Il libro ci propone subito una contraddizione: il più antico e noto vessillo nazionale, la senyera catalana, è ancora senza uno Stato. Il più vecchio Penó de la Conquesta, reliquia lunga circa due metri, risale infatti al Duecento. Composto da nove strisce gialle e rosse alternate, il «panno» che è il simbolo della Catalogna nacque dallo scudo aragonese, continua a incarnare l’anelito indipendentista e i valori culturali della comunità catalana e nel tempo ha ispirato decine di bandiere, a livello locale e in Europa, per esempio quelle dei regni di Sicilia (con due aquile sveve nere), di Napoli e della Sardegna.
All’Onu 24 bandiere esibiscono una croce, la più antica è il Dannebrog. La leggenda narra che sia caduto dal cielo per infondere coraggio ai crociati danesi nel XIII secolo. La prima codificazione del suo uso come bandiera della Danimarca è datata 1625: così il Dannebrog, come la senyera, ha attraversato i secoli, diventando, oltre che un oggetto di culto, un modello ripreso in tutta l’Europa del Nord dalle decine di altre insegne con lo schema della croce nordica.
La bandiera della Svizzera e quella della Città del Vaticano sono le uniche quadrate, poi di forma non rettangolare c’è solo quella nepalese, combinazione di due bandiere triangolari.

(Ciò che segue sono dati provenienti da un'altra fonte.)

PR #6, opened 2023-09-19
Volunteer Sign Up Wireframe

### LINKED ISSUE #2: Volunteer sign-up wireframe in HTML
**What is needed**
The volunteer scheduling app will have various features, one of which a page allowing volunteers to sign up for shifts at shelters. Create a wireframe of such a sign-up page using HTML/CSS, including all the content you think this page should include. Use project requirements to identify the necessary content.

The wireframe should not use any colors other than grayscale. We want to focus on the content and the layout of that content.

**Additional context**
Read this article for more context on wireframes: https://www.codementor.io/@nicolesaidy/getting-started-with-wireframes-du107vuh7

loganwyas:
Closes #2

**What was changed?**
A wireframe for the volunteer sign-up widget was created using HTML.

**Why was it changed?**
It was changed because we want to get an idea of what this part of the site is going to look like.

**How was it changed?**
I created an HTML page, and wrote some HTML and CSS to create the wireframe.

image


kate-holdener:
I'm thinking the sign-up process is multi-step:
1. User clicks on some kind of "Sign up" button (probably from the volunteer dashboard)
2. User enters zip code (or "use current location")
3. A calendar is presented where the user selects date/time (the date/time options for when the user is already signed-up are disabled)
4. A list of locations is presented
5. User selects one of the listed locations
6. A confirmation page listing the selected date, time and location is presented
7. User confirms their choice and finalizes the sign-up.

loganwyas:
When I designed this, I assumed that there would be a calendar for each shelter the user wants to see (based on location, as mentioned). I wasn't sure if the shelters got to choose the specifications (like the length of each shift, how many people per shift, etc.), so I created it with the assumption that they had the choice. I could be wrong, though, and can change the design if necessary.

loganwyas:
@kate-holdener I have made changes based on our meeting today. The main things I added were text to show that sign-up is for an individual shelter, checkboxes on each of the available shifts to show they are selectable, text on the shifts to show its availability, a button to sign up for all of the selected shifts, and an alert to ask the user if they are okay with signing up for the selected shifts.

image

kate-holdener:
@loganwyas I wonder if it would be simpler if the shifts just showed up as a list instead of being a calendar. Some people may be doing this from their phone (so smaller screens). The list view would allow to more easily mark up which shift has a conflict (or maybe multiple shifts are in conflict with something that a volunteer already signed up for). The list view would also fit multi-week views on one page.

Il capitolo più complesso del libro è dedicato alla mezzaluna, considerata sinonimo dell’Islam, sebbene non sia di origine musulmana, da quando i turchi ne fecero l’emblema delle proprie forze armate ai tempi del sultanato di Selim III, tra la fine del 1700 e gli inizi del 1800. In Africa colpisce poi la bandiera del Burkina Faso, voluta dal presidente Sankara, dove campeggia una stella gialla a simboleggiare le ricchezze minerarie del Paese.
Cianci tocca quindi tre snodi fondamentali della storia della vessillologia moderna: l’Union Jack britannica, che unì le croci di San Giorgio e Sant’Andrea, immutata dal 1801 e ispiratrice dell’Ikurrina basca; la Stars and Stripes statunitense, con la leggenda della tessitrice Betsy che convinse Washington a fare le stelle a cinque punte invece che a sei; la vicenda tormentata del tricolore francese, dal quale discende quello italiano, dal 1946 senza lo stemma di Casa Savoia.
Il viaggio approda infine nelle Province Unite dei Paesi Bassi, dove ha sventolato la prima bandiera nazionale di stampo moderno. Oggi sessanta Stati presentano le tre strisce orizzontali sovrapposte di colore diverso introdotte dagli olandesi nel XVI secolo.